# What the task asks
Check each line of the records for "target"; collect those that have it.

[[ Working data open ]]

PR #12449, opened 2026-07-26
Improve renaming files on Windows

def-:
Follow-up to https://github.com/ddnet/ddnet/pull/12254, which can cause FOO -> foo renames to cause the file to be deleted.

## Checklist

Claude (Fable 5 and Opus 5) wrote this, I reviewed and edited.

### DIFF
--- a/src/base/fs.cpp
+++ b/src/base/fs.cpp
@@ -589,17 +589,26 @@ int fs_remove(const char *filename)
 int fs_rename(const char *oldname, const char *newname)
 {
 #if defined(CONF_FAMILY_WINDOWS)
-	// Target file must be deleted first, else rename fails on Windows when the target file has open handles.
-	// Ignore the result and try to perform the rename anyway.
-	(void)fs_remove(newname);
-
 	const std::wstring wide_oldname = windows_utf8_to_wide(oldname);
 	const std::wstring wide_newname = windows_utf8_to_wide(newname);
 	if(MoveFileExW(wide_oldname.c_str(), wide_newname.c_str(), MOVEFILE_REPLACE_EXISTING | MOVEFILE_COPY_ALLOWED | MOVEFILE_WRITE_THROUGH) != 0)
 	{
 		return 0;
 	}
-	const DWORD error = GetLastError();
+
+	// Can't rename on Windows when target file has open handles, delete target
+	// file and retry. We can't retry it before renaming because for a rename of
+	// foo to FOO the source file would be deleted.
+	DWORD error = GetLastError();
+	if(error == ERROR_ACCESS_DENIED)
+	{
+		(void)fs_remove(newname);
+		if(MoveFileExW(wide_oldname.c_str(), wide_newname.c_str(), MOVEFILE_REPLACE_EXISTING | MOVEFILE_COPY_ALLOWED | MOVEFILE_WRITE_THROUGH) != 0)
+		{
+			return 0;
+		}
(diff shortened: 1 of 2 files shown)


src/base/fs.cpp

[[ Working data closed ]]
[[ Working data open ]]

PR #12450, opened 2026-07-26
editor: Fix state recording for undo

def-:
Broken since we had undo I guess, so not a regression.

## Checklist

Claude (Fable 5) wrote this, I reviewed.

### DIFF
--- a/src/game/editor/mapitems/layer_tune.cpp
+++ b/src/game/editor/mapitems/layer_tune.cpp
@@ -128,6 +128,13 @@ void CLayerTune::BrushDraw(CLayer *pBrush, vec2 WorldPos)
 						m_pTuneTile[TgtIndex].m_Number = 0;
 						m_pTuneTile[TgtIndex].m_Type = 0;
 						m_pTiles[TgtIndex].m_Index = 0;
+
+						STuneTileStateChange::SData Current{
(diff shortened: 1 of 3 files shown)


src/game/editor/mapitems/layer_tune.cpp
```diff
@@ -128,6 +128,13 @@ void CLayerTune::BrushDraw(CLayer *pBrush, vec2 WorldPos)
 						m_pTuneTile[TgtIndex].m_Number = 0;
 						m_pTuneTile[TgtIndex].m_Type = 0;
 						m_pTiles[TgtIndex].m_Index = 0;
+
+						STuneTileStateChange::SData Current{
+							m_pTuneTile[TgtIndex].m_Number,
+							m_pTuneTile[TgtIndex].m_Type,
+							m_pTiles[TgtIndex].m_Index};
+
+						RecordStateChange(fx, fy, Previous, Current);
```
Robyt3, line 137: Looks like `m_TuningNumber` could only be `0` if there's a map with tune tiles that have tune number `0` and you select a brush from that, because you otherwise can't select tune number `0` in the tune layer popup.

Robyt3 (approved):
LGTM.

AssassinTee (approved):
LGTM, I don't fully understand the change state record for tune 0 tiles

[[ Working data closed ]]

# Solution to the exercise
-	// Target file must be deleted first, else rename fails on Windows when the target file has open handles.
+	// Can't rename on Windows when target file has open handles, delete target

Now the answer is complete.